## About this exercise
Return every line of the data that contains the string "private".

····················

PR #14573, opened 2023-03-11
[tibber] Query for subscription url every reconnect attempt

kjoglum:
Enhancement to allow binding to check for potential change in subscription URL at every reconnect attempt, not just at initial startup.

### DIFF
--- a/bundles/org.openhab.binding.tibber/src/main/java/org/openhab/binding/tibber/internal/handler/TibberHandler.java
+++ b/bundles/org.openhab.binding.tibber/src/main/java/org/openhab/binding/tibber/internal/handler/TibberHandler.java
@@ -146,28 +146,14 @@ public class TibberHandler extends BaseThingHandler {
 
                 if ("true".equals(rtEnabled)) {
                     logger.debug("Pulse associated with HomeId: Live stream will be started");
+                    getSubscriptionUrl();
 
-                    InputStream wsURL = tibberQuery.getWebsocketUrl();
-                    String wsResponse = HttpUtil.executeUrl("POST", BASE_URL, httpHeader, wsURL, null, REQUEST_TIMEOUT);
-
-                    JsonObject wsobject = (JsonObject) JsonParser.parseString(wsResponse);
-                    JsonObject dataObject = wsobject.getAsJsonObject("data");
-                    if (dataObject != null) {
-                        JsonObject viewerObject = dataObject.getAsJsonObject("viewer");
-                        if (viewerObject != null) {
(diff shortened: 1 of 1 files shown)


bundles/org.openhab.binding.tibber/src/main/java/org/openhab/binding/tibber/internal/handler/TibberHandler.java
```diff
@@ -297,7 +297,31 @@ public void updateRequest() throws IOException {
...
+            if (dataObject != null) {
+                JsonObject viewerObject = dataObject.getAsJsonObject("viewer");
+                if (viewerObject != null) {
+                    JsonElement subscriptionElement = viewerObject.get("websocketSubscriptionUrl");
+                    if (subscriptionElement != null) {
+                        subscriptionURL = subscriptionElement.toString().replaceAll("^\"|\"$", "");
+                    }
+                }
+            }
+            String url = subscriptionURL;
```
jlaur, line 316: This code is duplicated from line 150-164. Could it be extracted to a private method?

jlaur (changes requested):
Thanks for the enhancement!

bundles/org.openhab.binding.tibber/src/main/java/org/openhab/binding/tibber/internal/handler/TibberHandler.java
kjoglum: The common part of requesting subscription url is now combined into a common method.

bundles/org.openhab.binding.tibber/src/main/java/org/openhab/binding/tibber/internal/handler/TibberHandler.java
```diff
@@ -297,7 +283,34 @@ public void updateRequest() throws IOException {
...
+                updateStatus(ThingStatus.OFFLINE, ThingStatusDetail.COMMUNICATION_ERROR,
+                        "Unexpected subscription result from the server");
+            } else {
+                logger.debug("Reconnecting Subscription to: {}", subscriptionURL);
+                open();
+            }
+        }
+    }
+
+    public void getSubscriptionUrl() throws IOException {
```
jlaur, line 299: It looks like this method could be private?

kjoglum: Method made private.

jlaur (approved):
LGTM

····················

## Answer for this exercise
jlaur, line 316: This code is duplicated from line 150-164. Could it be extracted to a private method?
jlaur, line 299: It looks like this method could be private?
kjoglum: Method made private.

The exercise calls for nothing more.